In some cases, the new displacements contain the binary encoding of an indirect branch instruction, like the example shown in Figure 4. Here, a conditional jump instruction with a short 1-byte displacement in unoptimized code changes to equivalent conditional jump instruction with a near 4-byte displacement as a byproduct of a layout change caused by optimization. This new displacement encodes the retn (i.e., 0xC3) indirect branch instruction. Even though the displacement is not intended to be an instruction, it can be decoded as one during an exploit because x86_64 uses unaligned, variable-length instructions. The sequence of bytes preceding indirect branch instruction encoding can be decoded as a gadget if they happen to encode valid instructions (which is quite likely given the density of the x86_64 ISA). These gadgets are called “unintended” or “unaligned” gadgets.

Figure 4: Binary layout change resulting in introduced gadget terminating instruction encoding

What can we do to address this?

The various behaviors we discovered all have a common property: they are secondary to or independent of the desired optimization. This means we can undo gadget-introducing behaviors without completely sacrificing performance.

Ideally, compilers would patch their optimizations to remove these behaviors. Unfortunately, instruction duplication behaviors are common to many different optimization passes and gadget encodings introduced through displacement changes can’t be detected during optimization as binary layout happens much later.

Fortunately, binary recompilers such as Egalito are well-suited to address this problem. Egalito allows us to transform program binaries in a layout-agnostic manner regardless of the compiler used to generate the binary. This provides many advantages to the problem at hand. First, we can implement recompiler passes to undo negative behaviors once for Egalito instead of for each problematic optimization in each compiler. Additionally, we can undo negative behaviors in programs without access to source code or special compilers!

Practical binary security optimizations

We built an initial set of five binary optimization passes for Egalito that eliminate gadgets in binaries that are introduced carelessly by compilers:

Return Merging: Merge all return instructions in a function to a single instance.
Indirect Jump Merging: Merge all indirect jump instructions targeting the same register in a function to a single instance.
Instruction barrier widening: Eliminate unintended special-purpose gadgets that span consecutive intended instructions.
Offset/Displacement Sledding: Eliminate gadgets rooted in jump displacements.
Function Reordering: Eliminate gadgets rooted in call offsets.

Next, we evaluated the impact of these optimization passes on gadget sets and performance by applying them to several of our study binaries.

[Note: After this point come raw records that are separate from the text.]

PR #744, opened 2023-01-17
openapi3: support format conditional on `doc.openapi` version

cboitel:
Implements string format improvements in issue #582 with openapi minor version support.

* You can now define a string formats available for some minor version
* by default, string formats apply to all minor versions (>= 3.0)
* filters do enforce string formats according to document's OpenAPI version

### DIFF
--- a/.github/docs/openapi3.txt
+++ b/.github/docs/openapi3.txt
@@ -100,8 +100,12 @@ type Schema struct{ ... }
     func NewArraySchema() *Schema
     func NewBoolSchema() *Schema
     func NewBytesSchema() *Schema
+    func NewDateSchema() *Schema
     func NewDateTimeSchema() *Schema
     func NewFloat64Schema() *Schema
+    func NewHostnameSchema() *Schema
+    func NewIPv4Schema() *Schema
+    func NewIPv6Schema() *Schema
     func NewInt32Schema() *Schema
     func NewInt64Schema() *Schema
     func NewIntegerSchema() *Schema
@@ -125,6 +129,7 @@ type SchemaValidationOption func(*schemaValidationSettings)
     func EnableFormatValidation() SchemaValidationOption
     func FailFast() SchemaValidationOption
     func MultiErrors() SchemaValidationOption
+    func SetOpenAPIMinorVersion(minorVersion uint64) SchemaValidationOption
     func SetSchemaErrorMessageCustomizer(f func(err *SchemaError) string) SchemaValidationOption
     func VisitAsRequest() SchemaValidationOption
     func VisitAsResponse() SchemaValidationOption
--- a/.github/docs/openapi3.txt
+++ b/.github/docs/openapi3.txt
@@ -9,17 +9,20 @@ var CircularReferenceError = "kin-openapi bug found: circular schema reference n
 var DefaultReadFromURI = URIMapCache(ReadFromURIs(ReadFromHTTP(http.DefaultClient), ReadFromFile))
 var ErrURINotSupported = errors.New("unsupported URI")
 var IdentifierRegExp = regexp.MustCompile(identifierPattern)
-var SchemaStringFormats = make(map[string]Format, 4)
+var SchemaStringFormats = make(map[string]*Format, 4)
 func BoolPtr(value bool) *bool
 func DefaultRefNameResolver(ref string) string
 func DefineIPv4Format()
 func DefineIPv6Format()
-func DefineStringFormat(name string, pattern string)
-func DefineStringFormatCallback(name string, callback FormatCallback)
+func DefineStringFormat(name string, pattern string, options ...SchemaFormatOption)
+func DefineStringFormatCallback(name string, callback FormatCallback, options ...SchemaFormatOption)
 func Float64Ptr(value float64) *float64
 func Int64Ptr(value int64) *int64
 func ReadFromFile(loader *Loader, location *url.URL) ([]byte, error)
 func RegisterArrayUniqueItemsChecker(fn SliceUniqueItemsChecker)
+func RestoreDefaultStringFormats()
+func RestoreStringFormats(formatToRestore map[string]*Format)
+func SaveStringFormats(map[string]*Format) map[string]*Format
 func Uint64Ptr(value uint64) *uint64
 func ValidateIdentifier(value string) error
 func WithValidationOptions(ctx context.Context, opts ...ValidationOption) context.Context
@@ -108,6 +111,9 @@ type Schema struct{ ... }
     func NewStringSchema() *Schema
     func NewUUIDSchema() *Schema
 type SchemaError struct{ ... }
+type SchemaFormatOption func(options *SchemaFormatOptions)
+    func FromOpenAPIMinorVersion(fromMinorVersion uint64) SchemaFormatOption
+type SchemaFormatOptions struct{ ... }
 type SchemaRef struct{ ... }
     func NewSchemaRef(ref string, value *Schema) *SchemaRef
 type SchemaRefs []*SchemaRef
--- a/.github/docs/openapi3.txt
+++ b/.github/docs/openapi3.txt
@@ -3,6 +3,7 @@ const TypeArray = "array" ...
 const FormatOfStringForUUIDOfRFC4122 = `^(?:[0-9a-fA-F]{8}-[0-9a-fA-F]{4}-[1-5][0-9a-fA-F]{3}-[89abAB][0-9a-fA-F]{3}-[0-9a-fA-F]{12}|00000000-0000-0000-0000-000000000000)$` ...
 const SerializationSimple = "simple" ...
 var SchemaErrorDetailsDisabled = false ...
+var ErrInvalidVersion ...
 var CircularReferenceCounter = 3
 var CircularReferenceError = "kin-openapi bug found: circular schema reference not handled"
 var DefaultReadFromURI = URIMapCache(ReadFromURIs(ReadFromHTTP(http.DefaultClient), ReadFromFile))
@@ -147,9 +148,12 @@ type ValidationOption func(options *ValidationOptions)
     func DisableSchemaDefaultsValidation() ValidationOption
     func DisableSchemaFormatValidation() ValidationOption
     func DisableSchemaPatternValidation() ValidationOption
+    func DisableVersionValidation() ValidationOption
     func EnableExamplesValidation() ValidationOption
     func EnableSchemaDefaultsValidation() ValidationOption
     func EnableSchemaFormatValidation() ValidationOption
     func EnableSchemaPatternValidation() ValidationOption
+    func EnableVersionValidation() ValidationOption
 type ValidationOptions struct{ ... }
+type Version string
 type XML struct{ ... }
--- a/openapi3/schema_formats.go
+++ b/openapi3/schema_formats.go
@@ -21,26 +21,99 @@ type FormatCallback func(value string) error
 
 // Format represents a format validator registered by either DefineStringFormat or DefineStringFormatCallback
 type Format struct {
+	versionedFormats []*versionedFormat
+}
+
+type versionedFormat struct {
 	regexp   *regexp.Regexp
 	callback FormatCallback
 }
 
+func (format *Format) add(minMinorVersion uint64, vFormat *versionedFormat) {
+	if format != nil {
+		if format.versionedFormats == nil {
+			format.versionedFormats = make([]*versionedFormat, minMinorVersion+1)
+			format.versionedFormats[minMinorVersion] = vFormat
+		} else {
+			numVersionedFormats := uint64(len(format.versionedFormats))
+			if minMinorVersion >= numVersionedFormats {
+				// grow array
+				lastValue := format.versionedFormats[numVersionedFormats-1]
+				additionalEntries := make([]*versionedFormat, minMinorVersion+1-numVersionedFormats)
+				if lastValue != nil {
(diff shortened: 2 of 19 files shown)


openapi3filter/validate_request.go
```diff
@@ -182,6 +182,9 @@
 	if options.customSchemaErrorFunc != nil {
 		opts = append(opts, openapi3.SetSchemaErrorMessageCustomizer(options.customSchemaErrorFunc))
 	}
+	if input.Route != nil {
+		opts = append(opts, openapi3.SetOpenAPIMinorVersion(uint(input.Route.Spec.OpenAPI.Minor())))
```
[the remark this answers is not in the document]
cboitel: fixed

openapi3filter/validate_request.go
```diff
@@ -283,6 +286,9 @@
...
```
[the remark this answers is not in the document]
cboitel: fixed

openapi3filter/validate_response.go
```diff
@@ -145,7 +148,7 @@
 	}
 
 	// Validate data with the schema.
-	if err := contentType.Schema.Value.VisitJSON(value, append(opts, openapi3.VisitAsResponse())...); err != nil {
+	if err := contentType.Schema.Value.VisitJSON(value, append(opts, openapi3.VisitAsResponse(), openapi3.SetOpenAPIMinorVersion(uint(route.Spec.OpenAPI.Minor())))...); err != nil {
```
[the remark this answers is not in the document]
cboitel: fixed

cboitel:
@fenollp finally made up with implementing a string format support based on OpenAPI minor version

fenollp (changes requested):

openapi3/version_test.go
```diff
@@ -0,0 +1,101 @@
...
+			"3.299.0",
+		},
+		ExpectedValid: true,
+	},
+	{
+		Title: "Invalid",
+		Values: []Version{
+			"3.0.1.2",
+			"3.0",
+			"3",
```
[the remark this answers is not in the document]
cboitel: 1. In OpenAPI 3.0.x, openapi field is a required string and must be the semantic version number of the specification version => see https://spec.openapis.org/oas/v3.0.3#oasVersion
2. In OpenAPI 3.1.x, field is still required and must match the x.y.z : see  https://spec.openapis.org/oas/v3.1.0#openapi-object

If you use swagger's editor (current and new one), you get an error if openapi field is '3' or '3.0'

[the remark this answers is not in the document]
cboitel: @fenollp any news on this ?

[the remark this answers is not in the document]
cboitel: @fenollp expecting some more info ?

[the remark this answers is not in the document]
fenollp: Hiya, sorry I was under the impression that `major` and `major.minor` were valid semver syntaxes but I was wrong => https://github.com/semver/semver/issues/237

openapi3/schema_formats.go
```diff
@@ -21,26 +21,111 @@ type FormatCallback func(value string) error
...
+		return
+	}
+	var newFormat Format
+	newFormat.add(minMinorVersion, vFormat, override)
+	SchemaStringFormats[name] = &newFormat
+}
+
+// DefineStringFormatStartingWithOpenAPIMinorVersion defines a new regexp pattern for a given format to apply for a minor version of OpenAPI 3
+// override allows to enforce regex usage to all subsequent minor versions of OpenAPI
+func DefineStringFormatStartingWithOpenAPIMinorVersion(name string, fromMinorVersion uint64, pattern string, override bool) {
```
fenollp, line 110: Why `uint64`? `uint8` or even `uint16` is large enough. 

I like the idea but I'd rather have a simpler API:
* a shorter method such as the existing `DefineStringFormat` (extend with variadic args)
* make `override=true` the only behavior. API users will simply make multiple calls to cut specific ranges
* turn `fromMinorVersion` into a `float` (`f32` if for all `Y`, `3.Y` can be expressed and I believe it's a yes) so users can see `DefineStringFormat(name, pattern, 3.1)`. The call should panic on non-nil non-floats and compare minors with a `0.4` epsilon.

openapi3/schema_formats_test.go
```diff
@@ -98,10 +91,319 @@ components:
...
+	assert.ErrorContains(t, err, `Error at "/ip"`)
 
-	delete(SchemaStringFormats, "ipv4")
 	SchemaErrorDetailsDisabled = false
 }
+
+func TestStringFormatsStartingWithOpenAPIMinorVersion(t *testing.T) {
+	DefineStringFormatStartingWithOpenAPIMinorVersion("test", 0, "test0", false)
+	for i := uint64(0); i < 10; i++ {
+		if assert.Contains(t, SchemaStringFormats, "test") &&
```
fenollp, line 105: Please prefer the `require` package over `assert`. This makes for fewer nesting.

openapi3/schema_validation_settings.go
```diff
@@ -18,6 +18,8 @@ type schemaValidationSettings struct {
 	defaultsSet         func()
 
 	customizeMessageError func(err *SchemaError) string
+
+	openapiMinorVersion uint64 // defaults to 0 (3.0.z)
```
fenollp, line 22: `uint8` is enough

openapi3/schema_validation_settings.go
```diff
@@ -65,3 +67,8 @@ func newSchemaValidationSettings(opts ...SchemaValidationOption) *schemaValidati
 	}
 	return settings
 }
+
+// SetOpenAPIMinorVersion setting allows to define minor OpenAPI version schema must comply with
+func SetOpenAPIMinorVersion(minorVersion uint64) SchemaValidationOption {
```
fenollp, line 72: This seems easier to read when used:
```suggestion
func SetOpenAPI(v float32) SchemaValidationOption {
```
And also panic if `NaN` or if not finite or actually just if not `3.0` or `3.1`.

openapi3/validation_options.go
```diff
@@ -92,6 +93,13 @@ func DisableExamplesValidation() ValidationOption {
 	}
 }
 
+// DisableVersionValidation disables openapi version validation.
+func DisableVersionValidation() ValidationOption {
```
fenollp, line 97: Please add the `Enable..` version as well.

openapi3/version.go
```diff
@@ -0,0 +1,42 @@
...
+func (oai Version) Validate(ctx context.Context) error {
+	if vo := getValidationOptions(ctx); !vo.versionValidationDisabled {
+		if !versionRegex.MatchString(string(oai)) {
+			return ErrInvalidVersion
+		}
+	}
+	return nil
+}
+
+// MinorVersion returns minor version from string assuming 0 is the default
```
fenollp, line 32: Mention that returned value is meaningful IFF `Validate` returned nil error.

openapi3/version.go
```diff
@@ -0,0 +1,42 @@
...
+func (oai Version) Minor() uint64 {
```
fenollp, line 33: `uint64` seems too big. Also why not return the two possible errors? (or edit func doc)

fenollp: I see you introduced this for use by the schema validation settings. Let's return a float then :)

openapi3/schema_formats.go
fenollp: (yes, I'm asking to extend the existing 2 methods with a variadic float)

.github/docs/openapi3.txt
```diff
@@ -3,18 +3,21 @@ const TypeArray = "array" ...
 const FormatOfStringForUUIDOfRFC4122 = `^[0-9a-fA-F]{8}-[0-9a-fA-F]{4}-[1-5][0-9a-fA-F]{3}-[89abAB][0-9a-fA-F]{3}-[0-9a-fA-F]{12}$` ...
 const SerializationSimple = "simple" ...
 var SchemaErrorDetailsDisabled = false ...
+var ErrInvalidVersion ...
```
fenollp, line 6: What's your rationale to export this?

go.mod
```diff
@@ -3,12 +3,11 @@ module github.com/getkin/kin-openapi
...
 require (
-	github.com/go-openapi/jsonpointer v0.19.5
+	github.com/go-openapi/jsonpointer v0.19.6
 	github.com/gorilla/mux v1.8.0
-	github.com/invopop/yaml v0.1.0
+	github.com/invopop/yaml v0.2.0
 	github.com/mohae/deepcopy v0.0.0-20170929034955-c48cc78d4826
 	github.com/perimeterx/marshmallow v1.1.4
 	github.com/stretchr/testify v1.8.1
-	gopkg.in/yaml.v2 v2.4.0 // indirect
```
fenollp, line 12: What in this PR requires these upgrades?

If they are not needed by this PR I'd like these to be moved to another PR so we can move on them in parallel.

openapi3/schema_test.go
```diff
@@ -17,12 +18,11 @@ type schemaExample struct {
 	Title         string
 	Schema        *Schema
 	Serialization interface{}
-	AllValid      []interface{}
-	AllInvalid    []interface{}
+	AllValid      [][]interface{} // indexed by minor OpenAPI version supported
+	AllInvalid    [][]interface{} // also indexed by minor OpenAPI version supported
```
fenollp, line 22: I appreciate your work and these are quite a lot of changes but please try to keep changes to this file to a minimum and extract if possible the tests that rely on minor version to another part of this file or to another file dedicated to said changes. This file is quite dense and review is difficult already. If that's just too much work let's concentrate on the other comments. Thanks!

fenollp (changes requested):
Hey! Thanks for this. This is going to the right direction. I mostly have comments on the API design.

fenollp:
@cboitel Hey there. Do you need help moving this forward?

cboitel:
Nope. Just missed it while I was on vacations. Will get back to it next week.

cboitel:
@fenollp

I had a hard time to rebase. 

Finally found it was related to some new/existing tests defining string formats for uuid but not restoring string formats to original value.

I created a new Save/Restore/RestoreDefault functions for string formats so one can easily do that like we need in our tests.

I will now address your earlier comments in the upcoming days.

openapi3/schema_formats.go
```diff
@@ -21,26 +21,111 @@ type FormatCallback func(value string) error
...
+
+type versionedFormat struct {
 	regexp   *regexp.Regexp
 	callback FormatCallback
 }
 
+func (format *Format) add(minMinorVersion uint64, vFormat *versionedFormat, override bool) {
+	if format != nil {
+		if format.versionedFormats == nil {
+			format.versionedFormats = make([]*versionedFormat, minMinorVersion+1)
```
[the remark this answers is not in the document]
cboitel: Did that so it is very fast to determine format to use for a specific minor version when validating

openapi3/schema_formats.go
```diff
@@ -21,26 +21,111 @@ type FormatCallback func(value string) error
...
+	if format.versionedFormats != nil {
+		if minorVersion >= uint64(len(format.versionedFormats)) {
+			return format.versionedFormats[len(format.versionedFormats)-1]
+		}
+		return format.versionedFormats[minorVersion]
+	}
+	return nil
+}
+
+func (format Format) DefinedForMinorVersion(minorVersion uint64) bool {
```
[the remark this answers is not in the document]
cboitel: Will have to determine if we keep it so one can determine if a definition already exists for a specific minor version. Since format does not expose its content, this is the only way for one to know about it.

If we keep, I will need to add tests

openapi3/schema_formats.go
cboitel: uint64 comes from the string parsing function used when parsing OpenAPI document 
=> Go string parsing returns a uint64
=> Casting to uint8 would require minor version

Since most processors are 64 bits, using an uint8/uint64 does save memory nor it brings performance gain.

openapi3/schema_validation_settings.go
cboitel: see discussion earlier

openapi3/schema_validation_settings.go
cboitel: We are in the openapi3 package, so I assume this is for any OpenAPI 3.x definition. So having 3.0 is useless and we would have to ensure it is not <3.0 nor >= 4.0.

Using an uint also has the advantages of using 0 as default (not 3.0).

.github/docs/openapi3.txt
cboitel: So one can check at loading time he got an invalid error version, not some other kind of error.

go.mod
cboitel: removed if it is project way of handling decencies upgrade.

openapi3/schema_formats.go
cboitel: Gone with the variadic options. have a look

openapi3/schema_test.go
cboitel: I haven't gone through this one yet. Will keep you posted.

openapi3/version.go
cboitel: done

openapi3/validation_options.go
cboitel: done

fenollp:
Feel free to revisit this now that 3.1 and versioning API is here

We found that our passes:

Eliminated 31.8% of useful gadgets on average
Reduced the overall utility of gadget sets in 78% of variants
Eliminated one or more special purpose gadget types (e.g., syscall gadgets) in 75% of variants
Had no effect on execution speed
Increased code size by only 6.1 kB on average

Conclusion

Compiler code generation and optimization behaviors have a massive impact on a binary gadget set. But due to a lack of attention to latent security properties, these behaviors generally create binaries with gadget sets that are easier for attackers to reuse in exploits. There are many root causes for this, however, it is possible to mitigate and undo negative behaviors with simple code transformations that do not sacrifice performance.

While our initial research on this problem has yielded some promising results, it is not exhaustive in dealing with problematic compiler behaviors. Over the coming year, I will be working on additional transformations to address other issues such as problematic register allocations. Additionally, I will be examining how these optimizations may have secondary benefits, such as reducing the performance costs of employing other code reuse defenses such as Control-Flow Integrity (CFI).

Acknowledgements

This research was conducted with my co-authors at Georgia Tech and Georgia Tech Research Institute: Matthew Pruett, Robert Bigelow, Girish Mururu, and Santosh Pande.